DATA PROVIDED>
********

PR #62, opened 2021-01-28
Issue/60/template generator from model

jbkalmbach:


teweitsai (changes requested):
Please base on today's discussion to update the code. Thanks!

python/lsst/ts/wep/cwfs/DonutTemplateDefault.py
```diff
@@ -0,0 +1,52 @@
...
+        defocalType : enum 'DefocalType'
+            The defocal state of the sensor.
+        imageSize : int
+            Size of template in pixels. The template will be a square.
+        **kwargs : dict[str, any]
+            Dictionary of input argument: new value for that input argument.
+
+        Returns
+        -------
+        numpy.ndarray [float]
```
teweitsai: If the return data is a binary image, why the data type is `float` instead of `int`? I thought the convention of binary image should be `int`.

python/lsst/ts/wep/cwfs/DonutTemplateFactory.py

********

EXERCISE REQUIREMENTS>
The word "teweitsai" may appear in several lines of the data; copy every line where it does.

RESPONSE FOR THIS EXERCISE>
teweitsai (changes requested):
teweitsai: If the return data is a binary image, why the data type is `float` instead of `int`? I thought the convention of binary image should be `int`.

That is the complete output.